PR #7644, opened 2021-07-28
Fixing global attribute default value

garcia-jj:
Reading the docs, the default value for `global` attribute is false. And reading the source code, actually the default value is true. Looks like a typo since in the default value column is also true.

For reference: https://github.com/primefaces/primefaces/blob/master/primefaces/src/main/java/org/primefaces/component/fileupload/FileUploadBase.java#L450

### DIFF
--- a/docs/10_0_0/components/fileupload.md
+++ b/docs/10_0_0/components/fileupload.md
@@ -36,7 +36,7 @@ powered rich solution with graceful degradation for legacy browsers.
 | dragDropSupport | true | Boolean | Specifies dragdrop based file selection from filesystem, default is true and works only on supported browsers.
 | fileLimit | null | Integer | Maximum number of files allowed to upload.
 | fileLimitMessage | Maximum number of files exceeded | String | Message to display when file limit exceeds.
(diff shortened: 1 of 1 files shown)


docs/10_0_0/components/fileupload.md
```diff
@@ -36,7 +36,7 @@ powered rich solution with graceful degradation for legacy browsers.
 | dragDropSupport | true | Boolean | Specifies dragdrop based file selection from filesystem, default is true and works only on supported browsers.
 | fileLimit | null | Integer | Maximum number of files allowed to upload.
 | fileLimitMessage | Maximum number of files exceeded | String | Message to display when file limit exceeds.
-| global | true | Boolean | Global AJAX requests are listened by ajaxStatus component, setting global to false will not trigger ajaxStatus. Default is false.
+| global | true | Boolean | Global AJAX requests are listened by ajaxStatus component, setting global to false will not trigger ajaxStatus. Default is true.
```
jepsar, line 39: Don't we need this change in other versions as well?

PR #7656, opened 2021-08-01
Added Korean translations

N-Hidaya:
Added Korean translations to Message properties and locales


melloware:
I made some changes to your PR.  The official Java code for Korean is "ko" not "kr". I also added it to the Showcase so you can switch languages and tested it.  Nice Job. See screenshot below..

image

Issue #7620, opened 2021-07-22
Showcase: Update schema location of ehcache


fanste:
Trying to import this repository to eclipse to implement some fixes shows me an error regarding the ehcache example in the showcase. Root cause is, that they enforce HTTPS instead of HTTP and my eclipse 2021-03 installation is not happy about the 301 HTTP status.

□ □ □

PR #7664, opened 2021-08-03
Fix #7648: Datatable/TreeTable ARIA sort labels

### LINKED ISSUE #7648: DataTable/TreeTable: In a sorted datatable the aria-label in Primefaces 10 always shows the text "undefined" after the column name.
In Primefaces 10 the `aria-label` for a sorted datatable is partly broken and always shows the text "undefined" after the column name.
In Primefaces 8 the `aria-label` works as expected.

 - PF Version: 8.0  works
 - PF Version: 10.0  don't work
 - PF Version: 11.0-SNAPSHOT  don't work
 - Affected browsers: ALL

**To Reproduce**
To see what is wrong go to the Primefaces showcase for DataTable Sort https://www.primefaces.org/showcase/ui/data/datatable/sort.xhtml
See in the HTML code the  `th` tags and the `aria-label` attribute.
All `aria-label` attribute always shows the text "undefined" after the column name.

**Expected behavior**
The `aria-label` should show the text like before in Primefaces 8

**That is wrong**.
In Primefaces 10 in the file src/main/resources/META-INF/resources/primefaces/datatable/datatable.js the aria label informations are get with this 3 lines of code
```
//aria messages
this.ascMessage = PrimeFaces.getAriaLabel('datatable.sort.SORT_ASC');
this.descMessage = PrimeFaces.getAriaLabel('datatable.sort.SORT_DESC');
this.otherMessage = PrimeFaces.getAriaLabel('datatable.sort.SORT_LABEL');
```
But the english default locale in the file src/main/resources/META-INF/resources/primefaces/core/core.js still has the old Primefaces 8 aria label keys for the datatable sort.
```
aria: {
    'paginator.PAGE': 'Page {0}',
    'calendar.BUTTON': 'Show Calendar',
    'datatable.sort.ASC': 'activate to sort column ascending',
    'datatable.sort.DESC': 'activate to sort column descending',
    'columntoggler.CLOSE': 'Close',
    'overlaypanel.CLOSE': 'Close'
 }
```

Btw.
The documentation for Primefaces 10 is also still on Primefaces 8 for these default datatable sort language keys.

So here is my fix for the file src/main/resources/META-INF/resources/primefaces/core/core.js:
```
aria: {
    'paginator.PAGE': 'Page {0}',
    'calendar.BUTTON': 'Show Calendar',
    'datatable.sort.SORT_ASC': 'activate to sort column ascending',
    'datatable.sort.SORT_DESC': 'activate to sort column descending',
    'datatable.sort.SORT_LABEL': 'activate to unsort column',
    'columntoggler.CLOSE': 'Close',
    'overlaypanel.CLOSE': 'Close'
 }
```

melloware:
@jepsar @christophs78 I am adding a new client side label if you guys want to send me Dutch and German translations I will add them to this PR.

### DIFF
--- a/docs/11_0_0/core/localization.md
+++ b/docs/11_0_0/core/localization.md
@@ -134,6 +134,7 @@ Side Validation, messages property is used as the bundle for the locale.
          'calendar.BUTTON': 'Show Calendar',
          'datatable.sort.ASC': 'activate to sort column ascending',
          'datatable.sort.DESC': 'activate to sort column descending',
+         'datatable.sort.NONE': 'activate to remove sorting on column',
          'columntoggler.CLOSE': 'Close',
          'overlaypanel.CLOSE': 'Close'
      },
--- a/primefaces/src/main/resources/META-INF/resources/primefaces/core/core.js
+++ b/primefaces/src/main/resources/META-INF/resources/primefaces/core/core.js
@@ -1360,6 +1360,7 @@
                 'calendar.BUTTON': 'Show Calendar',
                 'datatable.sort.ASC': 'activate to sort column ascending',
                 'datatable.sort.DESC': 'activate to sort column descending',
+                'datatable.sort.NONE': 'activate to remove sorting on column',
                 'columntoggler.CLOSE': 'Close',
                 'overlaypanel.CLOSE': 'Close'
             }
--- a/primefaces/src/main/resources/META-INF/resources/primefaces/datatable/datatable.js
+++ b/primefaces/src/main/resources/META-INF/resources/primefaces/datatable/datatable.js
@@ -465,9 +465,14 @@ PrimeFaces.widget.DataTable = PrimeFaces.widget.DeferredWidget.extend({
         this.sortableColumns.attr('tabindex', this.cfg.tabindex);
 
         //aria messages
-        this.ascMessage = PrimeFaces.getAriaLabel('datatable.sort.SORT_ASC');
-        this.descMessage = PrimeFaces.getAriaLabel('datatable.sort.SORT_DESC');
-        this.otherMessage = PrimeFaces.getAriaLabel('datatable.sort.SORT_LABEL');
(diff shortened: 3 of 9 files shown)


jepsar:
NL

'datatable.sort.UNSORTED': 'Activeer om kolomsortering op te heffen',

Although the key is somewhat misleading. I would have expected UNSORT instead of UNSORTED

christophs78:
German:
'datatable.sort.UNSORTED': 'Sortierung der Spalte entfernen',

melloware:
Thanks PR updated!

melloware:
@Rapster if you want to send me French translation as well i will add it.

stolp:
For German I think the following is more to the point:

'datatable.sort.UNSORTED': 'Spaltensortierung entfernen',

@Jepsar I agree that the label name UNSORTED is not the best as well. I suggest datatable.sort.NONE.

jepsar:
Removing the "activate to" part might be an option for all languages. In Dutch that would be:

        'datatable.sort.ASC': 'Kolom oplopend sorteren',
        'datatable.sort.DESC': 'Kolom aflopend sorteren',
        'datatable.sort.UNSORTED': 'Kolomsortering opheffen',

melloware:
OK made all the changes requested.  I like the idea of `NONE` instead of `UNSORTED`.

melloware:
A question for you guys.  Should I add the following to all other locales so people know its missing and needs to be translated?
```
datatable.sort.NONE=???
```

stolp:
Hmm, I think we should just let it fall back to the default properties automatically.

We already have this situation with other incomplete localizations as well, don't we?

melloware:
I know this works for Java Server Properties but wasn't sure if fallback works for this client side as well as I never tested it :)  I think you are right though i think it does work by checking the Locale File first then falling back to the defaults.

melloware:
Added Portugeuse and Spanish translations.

□ □ □

- YOUR INSTRUCTIONS -
Across the entries, work out how many lines hold the word "code". Reply with that number only.

- WRITTEN ANSWER -
4